The STF, however, ruled this mechanism unconstitutional, arguing that it would affect public access to affordable medications and stifled competition. The decision was issued with prospective effect, meaning it primarily affected patents granted after the decision, but it also applied retroactively in cases concerning pharmaceutical products. This retroactive application sparked the current dispute, as companies seek clarity on whether their existing patent protections can be preserved.

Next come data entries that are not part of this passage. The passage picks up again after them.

PR #145, opened 2026-02-21
Ensure oink tests run in all workflows

sea-bass:
These were only running in the ROS CI jobs.

Pixi one was easy to fix; we just needed to actually add the package to the relevant tasks in the `toml` file.

For the Ubuntu container, there was some weird subtlety with the case of fetching OSQP libraries from github. Something was unsetting the `BUILD_TESTING` option in there, so I had to make a side option to ensure oink tests built in this case. Open to alternatives if anyone has them!

### DIFF
--- a/roboplan_oink/CMakeLists.txt
+++ b/roboplan_oink/CMakeLists.txt
@@ -15,12 +15,31 @@ include(FetchContent)
 # Find dependencies.
 find_package(roboplan REQUIRED)
 
+# Ament CMake is not immediately required, but we include it at the top so that
+# if it is found we can use it in build testing before requiring a
+# find_package(ament_cmake_test REQUIRED). Otherwise this can cause infinite recursion
+# issues with symlink installs.
+find_package(ament_cmake QUIET)
+
 # Try to find OsqpEigen
 find_package(OsqpEigen QUIET)
 
 if(NOT OsqpEigen_FOUND)
-  # When building OsqpEigen from source, we need OSQP >= 1.0.0
+  # When building OsqpEigen from source, we need OSQP >= 1.0.0.
   find_package(osqp QUIET)
+
+  # ROS osqp vendor package can set osqp_FOUND without osqp_VERSION.
+  # Disable follow-up osqp package lookup so OsqpEigen uses the vendored OSQP.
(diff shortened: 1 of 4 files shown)


scripts/build_cmake.bash
```diff
@@ -8,13 +8,6 @@ SCRIPT_DIR=$( cd -- "$( dirname -- "${BASH_SOURCE[0]}" )" &> /dev/null && pwd )
 REPO_ROOT_DIR="${SCRIPT_DIR}/.."
 pushd ${REPO_ROOT_DIR} || exit
 
-# TODO: First install Pinocchio via https://stack-of-tasks.github.io/pinocchio/download.html
-# This whole block should probably just be in a non-ROS Dockerfile.
-export PATH=/opt/openrobots/bin:$PATH
-export PKG_CONFIG_PATH=/opt/openrobots/lib/pkgconfig:$PKG_CONFIG_PATH
-export LD_LIBRARY_PATH=/opt/openrobots/lib:$LD_LIBRARY_PATH
-export CMAKE_PREFIX_PATH=/opt/openrobots:$CMAKE_PREFIX_PATH
-
```
sea-bass, line 17: no longer needed

roboplan_oink/CMakeLists.txt
```diff
@@ -5,6 +5,10 @@ if(CMAKE_COMPILER_IS_GNUCXX OR CMAKE_CXX_COMPILER_ID MATCHES "Clang")
   add_compile_options(-Wall -Wextra -Wpedantic)
 endif()
 
+# Set a new oink specific build testing option since osqp can mess with the original.
+option(BUILD_TESTING "" ON)
```
sjahr, line 9: What's the value in keeping `BUILD_TESTING`?

sjahr: & would it be worth raising an issue in osqp about this?

sea-bass: BUILD_TESTING is still how you enable/disable testing in all packages (including ROS package, I believe colcon uses this flag as well), so it's pretty standard. Hence why it's good to keep it as the main entrypoint.

sea-bass: Re: raising issue in osqp, it may help, but I think in general the original issue is simply that we (or nobody, really) understand CMake well enough to have it do our bidding lol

Retroactive application of judicial decisions in patent law is a complex issue, as it can upend established expectations and business models built on long-standing legal interpretations. The companies argue that patents granted under the previous understanding should not be stripped of their extended protection. Doing so, as they contend, would infringe upon legal certainty and undermine investor confidence in Brazil. On the other hand, critics maintain that public interest in accessing affordable medication justifies revisiting the patent terms.
The pharmaceutical industry relies heavily on IP protections to recoup research and development costs. Drug discovery and testing are costly and time-consuming, and patent exclusivity is often the only incentive for companies to invest in developing new treatments. However, public health advocates argue that extended patent protection delays the entry of affordable generic drugs into the market, limiting access to essential medications for millions of Brazilians.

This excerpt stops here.